Israel115 participantsStarted 2022-02-16
Plain-language summary
We propose a double-blind randomized controlled trial to evaluate the effect of intravenously administered morphine at surgery conclusion on acute postoperative pain in patients recovering from craniotomy surgery. Participating adults having craniotomy surgery will be randomized in a 1:1 ratio to intraoperative intravenous administration of 0.08 mg/kg morphine at dura closure, or a matching placebo.
Who can participate
Age range
18 Years – 80 Years
Sex
ALL
See this in plain English?
AI-rewrites the medical criteria so a patient or caregiver can understand them. Always confirm with the trial site.
Inclusion Criteria:
* Informed consent.
* Scheduled for elective craniotomy for resection of supra-tentorial intracranial tumor that requires cranium sawing, dural opening and excision of tumor, under general anesthesia.
* Age 18 - 80 years.
* American Society of Anesthesiologists' physical status I-III.
* Body mass index (BMI) under 35 kg/m2.
Exclusion Criteria:
* Pregnant or current breastfeeding patients.
* Patients unable to provide informed consent or in need of a legal authorized representative.
* Patients with neurological disorders preventing a good understanding of the pain numerical reporting scale (NRS) before surgery.
* Patients with pre-operative aphasia.
* Patients with chronic pain or chronic use of opioids.
* Patients with current alcohol or drug abuse.
* Expected delayed extubation.
* Patients with documented allergy to opioids or acetaminophen.
* Preoperative Glasgow Coma Scale \<15.
Questions worth asking your doctor
Bring these to your next appointment. They're a starting point for a shared conversation — not a sign you qualify or a recommendation to enrol.

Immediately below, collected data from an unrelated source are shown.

PR #939, opened 2025-06-25
Adds `withMasterVolume` to `SceneAudio`

### LINKED ISSUE #938: Provide a nice way of setting the master volume on `SceneAudio`
When generating assets throught the generator scripts, audio is represented 3 times, one of which is as `SceneAudio`, which can be used for playing looping audio such as background music.

Changing the volume for this audio, however, means copying the `SceneAudio` and manipulating any sources within it to have the desired master volume. This feels a bit clunky, and so I propose either a `withMasterVolume` helper method on `SceneAudio`, or an optional second parameter on `withAudio` that is the master volume.

hobnob:
Closes #938

### DIFF
--- a/indigo/indigo/src/main/scala/indigo/shared/scenegraph/SceneAudio.scala
+++ b/indigo/indigo/src/main/scala/indigo/shared/scenegraph/SceneAudio.scala
@@ -15,9 +15,9 @@ final case class SceneAudio(
 
   def withMasterVolume(volume: Volume): SceneAudio =
     SceneAudio(
-      sourceA.map(s => s.copy(masterVolume = s.volume * volume)),
-      sourceB.map(s => s.copy(masterVolume = s.volume * volume)),
-      sourceC.map(s => s.copy(masterVolume = s.volume * volume))
+      sourceA.map(s => s.copy(masterVolume = volume)),
+      sourceB.map(s => s.copy(masterVolume = volume)),
+      sourceC.map(s => s.copy(masterVolume = volume))
     )
 
 object SceneAudio:
--- a/indigo/indigo/src/main/scala/indigo/shared/scenegraph/SceneAudio.scala
+++ b/indigo/indigo/src/main/scala/indigo/shared/scenegraph/SceneAudio.scala
@@ -6,6 +6,7 @@ import indigo.shared.audio.Volume
   * audio sources at once.
   */
 final case class SceneAudio(
+    masterVolume: Volume,
     sourceA: Option[SceneAudioSource],
     sourceB: Option[SceneAudioSource],
     sourceC: Option[SceneAudioSource]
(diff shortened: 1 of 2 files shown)


indigo/indigo/src/main/scala/indigo/shared/scenegraph/SceneAudio.scala
```diff
@@ -11,6 +13,13 @@ final case class SceneAudio(
   def |+|(other: SceneAudio): SceneAudio =
     SceneAudio.combine(this, other)
 
+  def withMasterVolume(volume: Volume): SceneAudio =
+    SceneAudio(
+      sourceA.map(s => s.copy(masterVolume = s.volume * volume)),
+      sourceB.map(s => s.copy(masterVolume = s.volume * volume)),
+      sourceC.map(s => s.copy(masterVolume = s.volume * volume))
+    )
```
davesmith00000, line 21: I don't think that quite works, does it? What you're doing that is affecting the volume of all audio sources - which is ok - but I don't think that's the same as a master volume setting.

Two solutions:

1. Keep what you've got and change the name from `withMasterVolume` to something like `changeValueBy` to imply that you're affecting the relative volume of all tracks, on the audio sources.
2. Add a new field `masterVolume` to `SceneAudio, change `withMasterVolume` to just set that value, and have the audio sources somehow refer to it when choosing their own volume. This means that from a data perspective, `SceneAudio` holds the 'master / global volume' setting, and whatever the volume in each `SceneAudioSource` instance is (weirdly also called masterVolume, maybe rename?), is relative to the top level master volume.

The difference between 1 and 2 is that 1 is destructive and 2 isn't. If you call `withMasterVolume` in (1) with a value of 0, then all sources are set to 0 and you lose the relative volumes of the other three. In (2), setting `withMasterVolume` to 0 outputs silence, but the audio sources actually keep their relative volumes so that when you dial it up again, they stay relative. If that makes sense.

hobnob: Yes, you're right it should be destructive.. I've changed it

davesmith00000: Just to capture our slack chat:

There's three ways we could globally adjust the volume:

1. overrideVolume - all volumes are now this much (destructive)
2. changeVolumeBy - Relatively turn all the dials by this much, but if they all hit zero, turning them up again will mean they're level (destructive)
3. 'master volume' - There's a new volume value in the SceneAudio, and all source audio's are multiplied by that, preserving relative volume settings that the user has carefully chosen. (non-destructive).

I quite like them all, I think they have different use cases.

I also think that `masterVolume` on the `SceneAudioSources` is misnamed, and should just be `volume`.

Issue #949, opened 2025-08-03
mill-indigo for Mill 1.x.y


susliko:
Hi 👋🏻 

At the moment `mill-indigo` plugin relies on Mill `0.12.x`. 
According to the [1.0.0 release notes](https://github.com/com-lihaoyi/mill/blob/main/changelog.adoc#100) all the plugins need to be re-published  to be used with new major version of Mill

davesmith00000:
Hi, thanks for raising!

I'm currently doing some work on Tyrian, as soon as I'm done I'll be moving on to Indigo and I'll pick this up (assuming no one beats me to it).

davesmith00000:
Hello again, great, I'll take a look at the PR!

Honestly we usually just force migrate people to the latest version of everything. If we had a team of people working on this we could afford to worry about backwards compatibility... but ya know... we don't. 😆

Having said that, if the migration is significant, maybe we could try and do something to support both - but for now - carry on, I think you've made the right decision.

davesmith00000:
As a matter of fact, I was wondering if forcing people up to sbt 2.0 _now_ was an idea worth pursuing. Then everything is just Scala 3. But I haven't looked into it at all.

PR #950, opened 2025-08-11
Cross-builds indigo-plugin module for Scala 3

susliko:
Indigo provides plugins for both sbt and mill. Both plugins have a common `indigo-plugin` dependency that allows avoiding code duplication. For now it's cross-built for Scala 2.12 (sbt) and Scala 2.13 (mill 0.12.x). This PR adds cross-build for Scala 3.3 LTS (which is a preferred version for libraries) to support mill 1.0 migration https://github.com/PurpleKingdomGames/indigo/issues/949

### DIFF
--- a/indigo-plugin/build.sc
+++ b/indigo-plugin/build.sc
@@ -9,7 +9,7 @@ import mill.scalalib.scalafmt._
 import coursier.maven.MavenRepository
 import publish._
 
-object `indigo-plugin` extends Cross[IndigoPluginModule]("2.12", "2.13")
+object `indigo-plugin` extends Cross[IndigoPluginModule]("2.12", "2.13", "3")
 
 trait IndigoPluginModule extends CrossScalaModule with PublishModule with ScalafmtModule {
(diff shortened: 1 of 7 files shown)


indigo-plugin/build.sc
```diff
@@ -19,6 +19,7 @@ trait IndigoPluginModule extends CrossScalaModule with PublishModule with Scalaf
     crossScalaVersion match {
       case "2.12" => "2.12.20"
       case "2.13" => "2.13.16"
+      case "3"    => "3.3.6" // Relying on LTS Scala
```
davesmith00000, line 22: LTS seems like a sensible move, and yet:

> build.mill and package.mill files are now written in Scala 3.7.1

https://github.com/com-lihaoyi/mill/blob/main/changelog.adoc#major-breaking-changes

🤷 

I've asked if there's a recommendation:
https://discord.com/channels/632150470000902164/1295786923410984981/1404585711981691012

1Based on my diagnosis and history, is this trial worth exploring for me — or is there a standard treatment we should try first?
2What does this trial's phase tell us about how much is already known about its safety and benefit?
3What would taking part actually involve for me — visits, tests, time, and travel?
4What are the known and possible risks or side effects I should weigh, and how would they be monitored?
5If this trial isn't the right fit, what other options or trials would you suggest I look into?
Generated to help you prepare — always confirm anything about your own eligibility and care with the study team and your doctor.
Questions for the trial coordinator
The trial coordinator is the person who runs the study day to day. These cover the practical side — logistics, costs, and what taking part would actually mean for your life. The study team confirms whether you meet the criteria; these are questions to ask, not a sign you qualify.
1What does taking part actually involve week to week — how many visits, where, and how long does each one take?
2What costs are covered by the study, and what might I have to pay for myself, including travel, parking, or time off work?
3What happens during screening, and what happens if the study team confirms I don't meet the criteria after those tests?
4Who pays for the scans, blood work, and other tests the trial requires — the study, my insurance, or me?
5How will being in the trial affect my regular care, and will my own doctor stay informed and involved?
6Can I leave the trial at any point if I change my mind, and what would happen to my care if I do?
A starting point for the conversation — always confirm anything about your own eligibility, costs, and care with the study team and your doctor.